Problem details: In the entries below, filter for the word "ActiveOffence" and copy every matching line.

[Exercise inputs]

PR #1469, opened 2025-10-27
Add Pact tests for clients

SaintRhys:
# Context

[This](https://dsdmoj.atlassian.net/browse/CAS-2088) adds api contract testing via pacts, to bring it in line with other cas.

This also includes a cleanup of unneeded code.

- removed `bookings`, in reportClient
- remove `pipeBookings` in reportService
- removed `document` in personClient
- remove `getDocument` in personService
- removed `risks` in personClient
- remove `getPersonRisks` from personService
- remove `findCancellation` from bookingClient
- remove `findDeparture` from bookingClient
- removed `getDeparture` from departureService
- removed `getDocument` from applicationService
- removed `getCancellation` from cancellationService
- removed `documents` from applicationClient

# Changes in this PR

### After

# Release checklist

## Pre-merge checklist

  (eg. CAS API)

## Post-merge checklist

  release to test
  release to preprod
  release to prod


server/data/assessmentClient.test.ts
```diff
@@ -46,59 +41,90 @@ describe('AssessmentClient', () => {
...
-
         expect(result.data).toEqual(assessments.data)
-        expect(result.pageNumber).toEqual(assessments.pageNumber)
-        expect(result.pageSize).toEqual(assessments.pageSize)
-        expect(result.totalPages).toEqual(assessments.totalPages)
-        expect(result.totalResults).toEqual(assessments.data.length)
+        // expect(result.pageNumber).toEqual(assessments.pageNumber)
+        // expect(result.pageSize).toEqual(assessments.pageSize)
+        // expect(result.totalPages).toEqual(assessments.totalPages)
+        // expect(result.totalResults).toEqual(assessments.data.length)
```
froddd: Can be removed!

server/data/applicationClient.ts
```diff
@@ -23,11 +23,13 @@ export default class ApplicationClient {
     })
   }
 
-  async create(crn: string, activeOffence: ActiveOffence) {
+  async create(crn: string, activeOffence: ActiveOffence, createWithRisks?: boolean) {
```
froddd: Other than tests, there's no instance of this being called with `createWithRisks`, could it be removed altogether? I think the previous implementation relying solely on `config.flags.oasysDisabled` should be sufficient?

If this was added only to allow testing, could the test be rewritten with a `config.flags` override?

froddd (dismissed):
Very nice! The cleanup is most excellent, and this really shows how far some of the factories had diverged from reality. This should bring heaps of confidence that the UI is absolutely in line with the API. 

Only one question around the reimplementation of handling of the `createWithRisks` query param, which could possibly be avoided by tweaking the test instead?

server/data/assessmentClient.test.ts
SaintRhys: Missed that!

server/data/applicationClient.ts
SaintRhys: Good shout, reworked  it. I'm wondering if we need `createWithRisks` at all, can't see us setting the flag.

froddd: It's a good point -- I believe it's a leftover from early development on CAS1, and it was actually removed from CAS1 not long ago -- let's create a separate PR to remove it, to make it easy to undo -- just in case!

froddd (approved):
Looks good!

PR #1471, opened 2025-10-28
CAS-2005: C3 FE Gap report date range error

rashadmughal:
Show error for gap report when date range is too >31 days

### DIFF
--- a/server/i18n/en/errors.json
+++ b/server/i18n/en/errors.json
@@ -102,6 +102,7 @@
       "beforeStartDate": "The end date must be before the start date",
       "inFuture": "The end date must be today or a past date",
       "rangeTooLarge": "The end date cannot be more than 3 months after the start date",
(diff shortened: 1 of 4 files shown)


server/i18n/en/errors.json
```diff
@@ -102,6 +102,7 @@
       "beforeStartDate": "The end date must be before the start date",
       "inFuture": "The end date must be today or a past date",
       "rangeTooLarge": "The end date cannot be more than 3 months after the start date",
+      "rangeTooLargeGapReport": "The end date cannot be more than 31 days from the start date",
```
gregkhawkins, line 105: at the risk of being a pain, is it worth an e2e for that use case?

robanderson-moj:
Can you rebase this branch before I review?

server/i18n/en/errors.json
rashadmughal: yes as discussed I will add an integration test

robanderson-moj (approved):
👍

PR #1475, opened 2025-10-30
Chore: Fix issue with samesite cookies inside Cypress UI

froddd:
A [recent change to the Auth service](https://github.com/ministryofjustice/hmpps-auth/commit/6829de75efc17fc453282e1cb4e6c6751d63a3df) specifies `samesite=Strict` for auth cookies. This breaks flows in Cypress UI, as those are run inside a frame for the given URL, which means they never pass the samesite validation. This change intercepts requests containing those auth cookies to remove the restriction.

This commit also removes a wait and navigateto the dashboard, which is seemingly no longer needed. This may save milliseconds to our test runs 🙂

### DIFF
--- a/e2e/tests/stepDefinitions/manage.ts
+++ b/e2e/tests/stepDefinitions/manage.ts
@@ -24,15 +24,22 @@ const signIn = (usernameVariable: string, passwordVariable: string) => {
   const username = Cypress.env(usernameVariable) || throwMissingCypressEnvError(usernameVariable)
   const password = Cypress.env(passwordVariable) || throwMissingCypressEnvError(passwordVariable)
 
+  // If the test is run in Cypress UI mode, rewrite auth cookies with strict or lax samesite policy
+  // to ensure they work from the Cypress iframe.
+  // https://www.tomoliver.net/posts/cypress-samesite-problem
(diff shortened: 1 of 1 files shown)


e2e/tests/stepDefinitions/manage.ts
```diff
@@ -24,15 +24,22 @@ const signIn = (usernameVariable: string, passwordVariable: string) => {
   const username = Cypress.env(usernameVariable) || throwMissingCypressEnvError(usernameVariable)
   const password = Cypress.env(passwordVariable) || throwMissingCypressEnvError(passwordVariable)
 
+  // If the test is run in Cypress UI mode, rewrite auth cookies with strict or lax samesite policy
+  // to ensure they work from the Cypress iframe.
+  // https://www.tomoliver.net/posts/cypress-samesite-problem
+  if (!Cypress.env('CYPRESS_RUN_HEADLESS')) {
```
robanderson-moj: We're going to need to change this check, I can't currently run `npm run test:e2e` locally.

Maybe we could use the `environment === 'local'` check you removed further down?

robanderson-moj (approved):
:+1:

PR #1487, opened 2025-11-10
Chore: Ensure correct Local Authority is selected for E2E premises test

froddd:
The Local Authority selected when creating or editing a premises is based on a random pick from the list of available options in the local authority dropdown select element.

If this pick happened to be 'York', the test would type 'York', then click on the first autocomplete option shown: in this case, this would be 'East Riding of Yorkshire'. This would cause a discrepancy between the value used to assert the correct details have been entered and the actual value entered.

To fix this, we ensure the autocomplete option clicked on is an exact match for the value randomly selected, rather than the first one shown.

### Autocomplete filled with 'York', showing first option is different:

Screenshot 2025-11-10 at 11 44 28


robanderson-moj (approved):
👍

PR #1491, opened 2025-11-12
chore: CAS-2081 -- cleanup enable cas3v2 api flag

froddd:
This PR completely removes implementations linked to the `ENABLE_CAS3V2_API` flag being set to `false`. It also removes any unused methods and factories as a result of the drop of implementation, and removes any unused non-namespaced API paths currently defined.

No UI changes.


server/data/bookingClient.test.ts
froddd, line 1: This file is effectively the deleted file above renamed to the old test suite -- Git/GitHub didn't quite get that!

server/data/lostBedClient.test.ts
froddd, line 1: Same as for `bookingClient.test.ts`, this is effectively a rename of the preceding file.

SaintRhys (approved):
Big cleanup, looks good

[/Exercise inputs]

Reply to the task:
-  async create(crn: string, activeOffence: ActiveOffence) {
+  async create(crn: string, activeOffence: ActiveOffence, createWithRisks?: boolean) {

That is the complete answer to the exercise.